PR #489, opened 2022-10-19
Attempt to create consumer regardless of stream response

brooksmtownsend:
This PR removes the "fail early" aspect of the jetstream client. In testing we've seen a few different error messages come from the NATS stream create message, and because we were short-circuiting if we received an unexpected response (even if it was OK to proceed) we broke some new emerging scenarios with stream creates.

After this PR, even if the stream fails to create we'll attempt to create the consumer anyways. Some valid reasons for this include:
1. Stream already exists with that name
    1. We proceed safely and create the ephemeral consumer 
3. Stream already exists with that name with a different configuration
    1. We proceed safely and attempt to create the ephemeral consumer (which should not fail, unless there's a max number of consumers)
4. The NATS user is allowed to subscribe to streams but not create them
    1. We proceed safely and create the ephemeral consumer

If the stream create fails, we `warn` and proceed regardless to create the consumer, which will error if anything goes wrong. This won't prevent the host from launching, but we may end up closing the host in this case

More scenarios probably fall under this umbrella, and in the interest of not updating the host for each emerging scenario we can just attempt to proceed with creating the ephemeral consumer. Feasibly, if this is a legitimate error scenario, we'll fail for the same reason in both places and _then_ modification of NATS config or host handlers could be required.

### DIFF
--- a/host_core/lib/host_core/jetstream/client.ex
+++ b/host_core/lib/host_core/jetstream/client.ex
@@ -51,29 +51,20 @@ defmodule HostCore.Jetstream.Client do
       }
       |> Jason.encode!()
 
-    cont =
-      case HostCore.Nats.safe_req(:control_nats, create_topic, payload_json) do
-        {:ok, %{body: body}} ->
-          handle_stream_create_response(body |> Jason.decode!())
+    case HostCore.Nats.safe_req(:control_nats, create_topic, payload_json) do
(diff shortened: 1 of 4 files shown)


autodidaddict (approved):
LGTM, would like to see how this reacts in a couple of these scenarios

autodidaddict (approved):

◆ ◆ ◆

If a line of the entries holds the word "that", copy it out.

1. Stream already exists with that name
3. Stream already exists with that name with a different configuration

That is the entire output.